**Input records**
▼
Issue #258, opened 2020-10-25
Second order integration


erikssonpatrick:
@riclarsson I made a test with the latest version of second order integration in iyEmissionStandard. I got basically identical results with first and second order integration. I assume this means that the max criterion has the result that the algorithm falls back to first order more or less for each RT step. Maybe this is what you meant in some comment you made. Anyhow, as it is now second order ends up pretty much useless as it does not improve accuracy, but still use more calculations.

But was it really necessary to introduce the max criterion? My memory is that the large deviation for y I reported about did not involve I, but the later Stokes elements. Maybe my memory is wrong, but maybe there was just a problem for higher stokes_dim and polarised situations?

erikssonpatrick:
With the comment above I wanted to give the input I can provide. For the coming weeks, I will have no free time at all and must all non-urgent things to the side. 

@m-brath I added you here as you have looked at the second order integration algorith most carefully among us. Could you try to help Richard? What do you say, is the max criterion necessary for clear sky (where maybe the absorption can vary strongly ver a RT step, but not the Planck function)? How should the expression be implemented for stokes_dim > 1?

riclarsson:
There was a problem for all Stokes dimensions in the test case you sent me.  We don't have the propagation matrix in this part of the calculations, so the max-condition must always be active to not encounter this issue.

As I have told you, we would have to change the RT setup to fix this, so that the "update_radiation_vector" function takes the propagation matrix too to test the limit.  This means its derivative and the distance plus its derivatives should also be sent in.

But before I will touch the code to do this, I need a full derivation of the second order source terms.  Because it is very strange to me that such a limit can at all be required.  The presented equation clearly allows for it this to happen but the image they show of the problem does not allow for this to happen.  I don't have the time for this derivation myself for the near future, but I won't touch the code before I have it.

m-brath:
> @m-brath I added you here as you have looked at the second order integration algorith most carefully among us. Could you try to help Richard? What do you say, is the max criterion necessary for clear sky (where maybe the absorption can vary strongly ver a RT step, but not the Planck function)? How should the expression be implemented for stokes_dim > 1?

I think for a pure clear sky atmosphere on earth the max criterion is mostly not needed, because the temperature and the absorption gradients over one rt step are mostly not strong enough. Nonetheless I would incorporate the max criterion within the solver. As I could not understand it from the code, how do you exactly define the max criterion?  For higher stokes dim, I have no answer yet. I have to think and read about it.

[...]

PR #259, opened 2020-10-26
Secordint

riclarsson:
This makes the code compliant with the source for second order integration (except using first order calculations rather than the delta-s version of Qmax; the source function never defines delta-s so I assume it is the distance but cannot know for sure).  Note that I leave a lot of fixmes around here.  This is not good code but it solves the problem.

The new output is close to the results from before but the second order integration case is activated more often.  This improves the forward results of TestTjacStokes4.arts, for example, because the output using second order integration is closer to the values if the pressure grid is ten times as dense of first order integration.

Note that I don't think this or the previous code should have been merged before we have a proper derivation of the equations and can redesign the entire absorption-to-RT step accordingly.  All of our RT algorithms are turning into spaghetti code at this rate.  For instance, one of the steps in these equations would work rather better if they had alpha and j rather than S and K.  The latter are not necessarily the same according to how we have defined them, so I am unsure whether or not this code can at all work with the iy-transmission code...  we currently throw away j and alpha after computing S.

### DIFF
--- a/src/m_fos.cc
+++ b/src/m_fos.cc
@@ -1909,6 +1909,15 @@ void iyHybrid2(Workspace& ws,
                             tot_tra[ip],
                             dlyr_tra_above[ip + 1],
                             dlyr_tra_below[ip + 1],
+                            PropagationMatrix(),
+                            PropagationMatrix(),
+                            ArrayOfPropagationMatrix(),
+                            ArrayOfPropagationMatrix(),
+                            Numeric(),
+                            Vector(),
+                            Vector(),
+                            0,
+                            0,
                             RadiativeTransferSolver::Emission);
   }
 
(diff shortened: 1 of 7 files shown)


riclarsson:
@erikssonpatrick and @m-brath This is code for #258 .  I had time to do this but if you look at the additions, it is extremely ugly code.  There could also be several bugs in this code because the indexing we are using is not very nice to work with.  I think the absorption-to-RT step should be changed such that the inner loops outputs more relevant information for the RT step, such as an array of Q and dQ rather than K and S.

riclarsson:
It would be fine to merge this.  The only difference potentially I would like is to make the solver a template argument because then there are several values that could have default inputs (and the functions will be slightly smaller for different RT schemes).  But I don't think this is necessary, because we have quite long function calls all over the place anyways, and the amount of calculations in this one is large enough that I think it is fine.  (The derivatives might still be very wrong.)

PR #263, opened 2020-11-12
Minor things

riclarsson:
These are many minor changes to some code.  The main thing is removing a very large function dealing with the setup of the Jacobian calculations because it wasn't really being used.  The rest are just constifying some variables and using more accurate maths in some of the derivatives.


olemke:
I'll remove the test_omp since it's outdated and not needed anymore.

PR #267, opened 2020-11-16
Switch to new iyHybrid solver.  Remove some old code from jacobian.cc/h

### LINKED ISSUE #205: Finish iyActive2
Make some checks and when done make this iyActive

### LINKED ISSUE #264: iyHybrid or iyHybrid2
There is a replacement of iyHybrid using the new interface.  If this is merged as the default, get_diydx in jacobian.h/jacobian.cc can be removed.

I made the interface but @erikssonpatrick  told me he or someone else would setup a test.  I no longer remember the state of this but would like to remove get_diydx since I had a minor look at jacobian.h/cc today.

Anyways, what is the status?  I think a decision needs to be made before ARTS 3.

riclarsson:
This closes #264.  According to @erikssonpatrick , it also closes #205.

I am protesting against closing #205.  We still have a `iyActiveSingleScat2`.  Also `iyActive` is still there using pure matpack-types instead of Eigen-types for calculations.  The latter is mostly its own thing though, so I am not sure if much can be gained*.  Anyways, Patrick wants #205 closed after this code is merged.

* It even accepts some `iy_unit` that is not supported by `iyApplyUnit`.  The latter's documentation must be updated to say what unit conversions are accepted, since it does not support all unit conversions there are in ARTS


erikssonpatrick:
Hej,

Yes, correct that we also have iyActiveSingleScat2. That got lost somewhere. For me perfectly OK to remove old version and make new version iyActiveSingleScat. As for iyHybrid, most important right now is to get old code removed so we can focus on what's left. This is e.g. important for Simon's big revision. Anyhow, we at Chalmers can take care of checking iyHybrid and iyActiveSingleScat. 

If you attack iyActiveSingleScat in this pull request or if you do it in a later, I leave to you to decide.

Good point with iyApplyUnit. I will look at that. Right now considering to introduce different iy_unit for emission and radar. Would make sense as we will mix the two observation types and will have two units now and then.

riclarsson:
I'll update this so that the other "2" is removed before merging so that this commit truly does close #205 .

riclarsson:
This can be merged pending working checks. I changed my original comment so that the auto-close github feature should work for #205 .

As I said in the commit:  I needed to remove artscomponents/radar/TestIyActive_wfuns.arts from the active tests (pun not intended).  There is likely some error in my handling of the indices.  It is mostly manifest in the last columns of the Jacobian.  Commit #24fbe29 should be corrected at some point by your tests at Chalmers.  Good luck, I hope the code is understandable.

erikssonpatrick:
Do I get it right, that the jacobian part of iyActiveSingleScat is not working? That's OK for the moment. But can I just suggest then to make sure that the user get an error if trying to calculate the Jacobian with that method.

For the rest OK from me.

riclarsson:
OK, I have added a throw when jacobian_do is true.  I am not sure how wrong this is but it is the last index that is different.

erikssonpatrick:
I will try to look at the Jacobian issue some day. We take this and can close an issue!

That is, OK from me.

riclarsson:
@erikssonpatrick I think that since I have asked for you as a reviewer, the formal way to ensure @olemke knows he can merge this is for you to press the "Accept" or "OK" button at the place where it says that you are the reviewer.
▲
**What needs to be done**
Return the entries above exactly as they were written.

**Answer section**
Issue #258, opened 2020-10-25
Second order integration


erikssonpatrick:
@riclarsson I made a test with the latest version of second order integration in iyEmissionStandard. I got basically identical results with first and second order integration. I assume this means that the max criterion has the result that the algorithm falls back to first order more or less for each RT step. Maybe this is what you meant in some comment you made. Anyhow, as it is now second order ends up pretty much useless as it does not improve accuracy, but still use more calculations.

But was it really necessary to introduce the max criterion? My memory is that the large deviation for y I reported about did not involve I, but the later Stokes elements. Maybe my memory is wrong, but maybe there was just a problem for higher stokes_dim and polarised situations?

erikssonpatrick:
With the comment above I wanted to give the input I can provide. For the coming weeks, I will have no free time at all and must all non-urgent things to the side. 

@m-brath I added you here as you have looked at the second order integration algorith most carefully among us. Could you try to help Richard? What do you say, is the max criterion necessary for clear sky (where maybe the absorption can vary strongly ver a RT step, but not the Planck function)? How should the expression be implemented for stokes_dim > 1?

riclarsson:
There was a problem for all Stokes dimensions in the test case you sent me.  We don't have the propagation matrix in this part of the calculations, so the max-condition must always be active to not encounter this issue.

As I have told you, we would have to change the RT setup to fix this, so that the "update_radiation_vector" function takes the propagation matrix too to test the limit.  This means its derivative and the distance plus its derivatives should also be sent in.

But before I will touch the code to do this, I need a full derivation of the second order source terms.  Because it is very strange to me that such a limit can at all be required.  The presented equation clearly allows for it this to happen but the image they show of the problem does not allow for this to happen.  I don't have the time for this derivation myself for the near future, but I won't touch the code before I have it.

m-brath:
> @m-brath I added you here as you have looked at the second order integration algorith most carefully among us. Could you try to help Richard? What do you say, is the max criterion necessary for clear sky (where maybe the absorption can vary strongly ver a RT step, but not the Planck function)? How should the expression be implemented for stokes_dim > 1?

I think for a pure clear sky atmosphere on earth the max criterion is mostly not needed, because the temperature and the absorption gradients over one rt step are mostly not strong enough. Nonetheless I would incorporate the max criterion within the solver. As I could not understand it from the code, how do you exactly define the max criterion?  For higher stokes dim, I have no answer yet. I have to think and read about it.

[...]

PR #259, opened 2020-10-26
Secordint

riclarsson:
This makes the code compliant with the source for second order integration (except using first order calculations rather than the delta-s version of Qmax; the source function never defines delta-s so I assume it is the distance but cannot know for sure).  Note that I leave a lot of fixmes around here.  This is not good code but it solves the problem.

The new output is close to the results from before but the second order integration case is activated more often.  This improves the forward results of TestTjacStokes4.arts, for example, because the output using second order integration is closer to the values if the pressure grid is ten times as dense of first order integration.

Note that I don't think this or the previous code should have been merged before we have a proper derivation of the equations and can redesign the entire absorption-to-RT step accordingly.  All of our RT algorithms are turning into spaghetti code at this rate.  For instance, one of the steps in these equations would work rather better if they had alpha and j rather than S and K.  The latter are not necessarily the same according to how we have defined them, so I am unsure whether or not this code can at all work with the iy-transmission code...  we currently throw away j and alpha after computing S.

### DIFF
--- a/src/m_fos.cc
+++ b/src/m_fos.cc
@@ -1909,6 +1909,15 @@ void iyHybrid2(Workspace& ws,
                             tot_tra[ip],
                             dlyr_tra_above[ip + 1],
                             dlyr_tra_below[ip + 1],
+                            PropagationMatrix(),
+                            PropagationMatrix(),
+                            ArrayOfPropagationMatrix(),
+                            ArrayOfPropagationMatrix(),
+                            Numeric(),
+                            Vector(),
+                            Vector(),
+                            0,
+                            0,
                             RadiativeTransferSolver::Emission);
   }
 
(diff shortened: 1 of 7 files shown)


riclarsson:
@erikssonpatrick and @m-brath This is code for #258 .  I had time to do this but if you look at the additions, it is extremely ugly code.  There could also be several bugs in this code because the indexing we are using is not very nice to work with.  I think the absorption-to-RT step should be changed such that the inner loops outputs more relevant information for the RT step, such as an array of Q and dQ rather than K and S.

riclarsson:
It would be fine to merge this.  The only difference potentially I would like is to make the solver a template argument because then there are several values that could have default inputs (and the functions will be slightly smaller for different RT schemes).  But I don't think this is necessary, because we have quite long function calls all over the place anyways, and the amount of calculations in this one is large enough that I think it is fine.  (The derivatives might still be very wrong.)

PR #263, opened 2020-11-12
Minor things

riclarsson:
These are many minor changes to some code.  The main thing is removing a very large function dealing with the setup of the Jacobian calculations because it wasn't really being used.  The rest are just constifying some variables and using more accurate maths in some of the derivatives.


olemke:
I'll remove the test_omp since it's outdated and not needed anymore.

PR #267, opened 2020-11-16
Switch to new iyHybrid solver.  Remove some old code from jacobian.cc/h

### LINKED ISSUE #205: Finish iyActive2
Make some checks and when done make this iyActive

### LINKED ISSUE #264: iyHybrid or iyHybrid2
There is a replacement of iyHybrid using the new interface.  If this is merged as the default, get_diydx in jacobian.h/jacobian.cc can be removed.

I made the interface but @erikssonpatrick  told me he or someone else would setup a test.  I no longer remember the state of this but would like to remove get_diydx since I had a minor look at jacobian.h/cc today.

Anyways, what is the status?  I think a decision needs to be made before ARTS 3.

riclarsson:
This closes #264.  According to @erikssonpatrick , it also closes #205.

I am protesting against closing #205.  We still have a `iyActiveSingleScat2`.  Also `iyActive` is still there using pure matpack-types instead of Eigen-types for calculations.  The latter is mostly its own thing though, so I am not sure if much can be gained*.  Anyways, Patrick wants #205 closed after this code is merged.

* It even accepts some `iy_unit` that is not supported by `iyApplyUnit`.  The latter's documentation must be updated to say what unit conversions are accepted, since it does not support all unit conversions there are in ARTS


erikssonpatrick:
Hej,

Yes, correct that we also have iyActiveSingleScat2. That got lost somewhere. For me perfectly OK to remove old version and make new version iyActiveSingleScat. As for iyHybrid, most important right now is to get old code removed so we can focus on what's left. This is e.g. important for Simon's big revision. Anyhow, we at Chalmers can take care of checking iyHybrid and iyActiveSingleScat. 

If you attack iyActiveSingleScat in this pull request or if you do it in a later, I leave to you to decide.

Good point with iyApplyUnit. I will look at that. Right now considering to introduce different iy_unit for emission and radar. Would make sense as we will mix the two observation types and will have two units now and then.

riclarsson:
I'll update this so that the other "2" is removed before merging so that this commit truly does close #205 .

riclarsson:
This can be merged pending working checks. I changed my original comment so that the auto-close github feature should work for #205 .

As I said in the commit:  I needed to remove artscomponents/radar/TestIyActive_wfuns.arts from the active tests (pun not intended).  There is likely some error in my handling of the indices.  It is mostly manifest in the last columns of the Jacobian.  Commit #24fbe29 should be corrected at some point by your tests at Chalmers.  Good luck, I hope the code is understandable.

erikssonpatrick:
Do I get it right, that the jacobian part of iyActiveSingleScat is not working? That's OK for the moment. But can I just suggest then to make sure that the user get an error if trying to calculate the Jacobian with that method.

For the rest OK from me.

riclarsson:
OK, I have added a throw when jacobian_do is true.  I am not sure how wrong this is but it is the last index that is different.

erikssonpatrick:
I will try to look at the Jacobian issue some day. We take this and can close an issue!

That is, OK from me.

riclarsson:
@erikssonpatrick I think that since I have asked for you as a reviewer, the formal way to ensure @olemke knows he can merge this is for you to press the "Accept" or "OK" button at the place where it says that you are the reviewer.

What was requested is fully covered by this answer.